Dans la charge de travail, le volet administratif est important. « Nous sommes producteurs de taxes à hauteur de 23 euros par litre d’alcool pur. Chaque litre d’alcool est taxé et exige un suivi rigoureux, communiqué régulièrement aux services fiscaux. Les choses se passent très bien avec les Douanes mais c’est contraignant. »
S'inscrire dans le long terme
À partir du deuxième semestre 2020, les bouteilles seront vendues chez les bons cavistes de la région, les épiceries fines et dans les restaurants. Le régime de croisière devrait être atteint en 2021. Aucun développement en GMS n’est prévu. « Quand on est une jeune marque comme nous, il faut s’appuyer sur les réseaux de professionnels, qui savent vous présenter et expliquer le produit. » La proximité de la région parisienne offre des perspectives de développement prometteuses pour atteindre l’objectif de 10 000 bouteilles par an.
En attendant, les premiers whiskys, issus de la récolte 2015, seront bientôt proposés à la vente dans les Hauts-de-France, au prix de 59 euros la bouteille. Toutes seront numérotées, de 1 à 2000. Elles devraient s’arracher : celles de la récolte 2014 ont toutes été prévendues.
« Je travaille sur ce projet depuis 2014 et je n’ai pas vendu ma première bouteille. »
Cette diversification audacieuse n’est pas à la portée de tous : outre sa technicité, elle requiert des investissements lourds. « Je travaille sur ce projet depuis 2014 et je n’ai pas vendu ma première bouteille, remarque l’agriculteur, qui s'inscrit dans le long terme mais reconnaît que ce projet pèse lourd dans sa trésorerie. « Nous sommes ici sur un domaine familial qui existe depuis dix générations. Je valorise un terroir avec un patrimoine bâti. » En attendant que le premier millésime de whisky soit mis en bouteille, l’agriculteur produit deux gins « de terroir ». Le positionnement « haut de gamme » est là aussi assumé : la bouteille de 50 cl est vendue 37 euros.
Pour valoriser les bâtiments, Étienne d’Hautefeuille a par ailleurs aménagé une salle de conférences attenante à la distillerie, qui permet d’y accueillir des réunions ou des visites de groupe. « C’est l’occasion de présenter le cadre et notre état d’esprit aux visiteurs », apprécie l'agriculteur. Ces visites sont pour lui très enrichissantes, car elles modifient sa perception de son métier. « On prend mieux connaissance de l’air du temps », souligne-t-il. Et les gens voient que les agriculteurs, la plupart du temps, travaillent intelligemment. »
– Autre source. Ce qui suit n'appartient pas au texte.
PR #487, opened 2019-04-23
Search help

JoeCohen:
Provide easy access to pattern search help via a link in the search bar. See [Pivotal #165481629](https://www.pivotaltracker.com/story/show/165481629).

Manual Test:
- All pages with a search bar should have a "Search Help" link between the Search button and Advanced Search.
- Click on the link to display the help, which describes all available pattern search terms.

Notes:
As part of fixing RuboCop offenses I deleted all :nologin: comments in InfoController; one of them caused a new offense.

### DIFF
--- a/app/views/observer/search_bar_help.html.erb
+++ b/app/views/observer/search_bar_help.html.erb
@@ -2,9 +2,9 @@
 
 <div class="max-width-text">
   <%= :pattern_search_terms_help.tp %>
-  <%= content_tag(:p, "#{:NAMES.t} #{:SEARCHES.t}", { class: "bold" }) %>
-  <%= PatternSearch::Name.terms_help.tp %>
-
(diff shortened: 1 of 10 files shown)


app/views/observer/search_bar_help.html.erb
```diff
@@ -0,0 +1,10 @@
+<% @title = :search_bar_help_title .t %>
+
+<div class="max-width-text">
+  <%= :pattern_search_terms_help.tp %>
+  <%= content_tag(:p, "#{:NAMES.t} #{:SEARCHES.t}", { class: "bold" }) %>
```
mo-nathan: I'd consider putting the observations section first since that's the default search option and the explanation of how to do date searches is only associated with the `date` option which is only available for observation searches.  Alternatively, adding the format explanation to `created` and `modified` text would resolve that issue.

JoeCohen: Done.

mo-nathan:
Looks good!  Thanks.

PR #488, opened 2019-04-26
Tweaked Location#force_valid_lat_longs! 

pellaea:
to have it ensure locations are never a point, because that breaks the create_ and edit_location form.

La région parisienne proche offre des perspectives de développement pour atteindre l’objectif de 10 000 bouteilles par an
En chiffres
200 ha de SAU
100 ha de blé tendre,
40 ha de colza,
30 ha d’orge de printemps,
15 ha de pommes de terre
15 ha de lin textile.
1 salarié et 1 apprenti.
2 structures juridiques : SCEA et SAS.
Le whisky à la française
Avec 200 millions de bouteilles de whisky vendues en 2014, la France est le deuxième consommateur de whisky au monde, derrière les États-Unis. Cette boisson représente 37 % des alcools consommés en France en 2018. Les scotchs whiskys (qui proviennent d'Écosse), dominent. Ils sont distribués par de grands groupes de spiritueux comme Pernod Ricard, LVMH et Marie Brizard, qui réalisent sur ce segment jusqu’à 40 % de leur chiffre d’affaires. La première marque vendue est William Peel (Marie Brizard). Au nombre de 92, les marques françaises progressent vite mais pèsent peu dans ce marché : elles totalisaient 1 million de bouteilles par an en 2018, soit le double de la production 2014.